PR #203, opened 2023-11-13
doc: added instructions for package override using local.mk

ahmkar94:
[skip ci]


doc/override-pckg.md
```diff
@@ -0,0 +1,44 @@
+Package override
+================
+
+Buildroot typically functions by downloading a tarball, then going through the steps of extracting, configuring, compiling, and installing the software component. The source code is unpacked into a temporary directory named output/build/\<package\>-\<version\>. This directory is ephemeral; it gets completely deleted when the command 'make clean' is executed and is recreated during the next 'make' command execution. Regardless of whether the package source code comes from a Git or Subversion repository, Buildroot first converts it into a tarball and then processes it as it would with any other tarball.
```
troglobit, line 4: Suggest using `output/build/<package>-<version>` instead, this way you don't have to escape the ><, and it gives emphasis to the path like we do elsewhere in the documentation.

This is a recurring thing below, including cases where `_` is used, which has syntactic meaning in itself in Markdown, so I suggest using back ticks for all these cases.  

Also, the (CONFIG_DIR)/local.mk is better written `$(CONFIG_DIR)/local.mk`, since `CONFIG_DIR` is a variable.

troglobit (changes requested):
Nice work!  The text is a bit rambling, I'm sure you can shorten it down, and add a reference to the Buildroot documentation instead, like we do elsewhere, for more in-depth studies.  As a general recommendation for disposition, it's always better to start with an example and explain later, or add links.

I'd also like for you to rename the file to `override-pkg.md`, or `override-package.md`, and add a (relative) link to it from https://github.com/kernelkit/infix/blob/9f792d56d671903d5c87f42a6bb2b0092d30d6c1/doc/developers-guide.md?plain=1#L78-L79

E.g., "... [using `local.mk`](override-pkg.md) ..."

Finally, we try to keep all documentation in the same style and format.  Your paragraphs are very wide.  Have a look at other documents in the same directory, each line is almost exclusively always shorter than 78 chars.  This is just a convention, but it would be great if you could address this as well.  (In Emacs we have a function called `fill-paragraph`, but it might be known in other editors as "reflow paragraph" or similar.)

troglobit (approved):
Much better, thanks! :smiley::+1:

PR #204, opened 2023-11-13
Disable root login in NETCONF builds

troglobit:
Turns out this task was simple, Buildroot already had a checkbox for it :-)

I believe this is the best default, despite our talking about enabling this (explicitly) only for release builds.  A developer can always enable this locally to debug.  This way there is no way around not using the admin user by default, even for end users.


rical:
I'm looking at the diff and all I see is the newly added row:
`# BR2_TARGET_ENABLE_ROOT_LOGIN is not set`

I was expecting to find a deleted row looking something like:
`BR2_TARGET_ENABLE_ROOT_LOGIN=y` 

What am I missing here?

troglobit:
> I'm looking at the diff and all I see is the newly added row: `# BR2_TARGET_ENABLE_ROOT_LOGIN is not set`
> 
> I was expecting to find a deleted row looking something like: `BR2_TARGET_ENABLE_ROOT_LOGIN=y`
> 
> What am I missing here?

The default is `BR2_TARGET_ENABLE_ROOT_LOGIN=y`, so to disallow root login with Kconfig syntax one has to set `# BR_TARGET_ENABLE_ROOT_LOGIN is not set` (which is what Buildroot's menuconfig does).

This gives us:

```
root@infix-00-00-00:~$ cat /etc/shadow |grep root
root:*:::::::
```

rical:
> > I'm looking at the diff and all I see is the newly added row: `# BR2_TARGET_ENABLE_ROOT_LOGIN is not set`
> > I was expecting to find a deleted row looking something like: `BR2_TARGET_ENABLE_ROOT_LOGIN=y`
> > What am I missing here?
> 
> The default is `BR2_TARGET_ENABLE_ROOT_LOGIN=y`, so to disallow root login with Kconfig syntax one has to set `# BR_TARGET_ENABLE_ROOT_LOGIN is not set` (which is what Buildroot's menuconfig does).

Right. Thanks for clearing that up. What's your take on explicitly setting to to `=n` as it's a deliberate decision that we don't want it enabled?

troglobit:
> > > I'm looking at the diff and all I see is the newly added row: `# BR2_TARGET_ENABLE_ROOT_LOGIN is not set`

## The task
In the material above, how many lines include the word "builds"? State that number alone.

## Answer section
2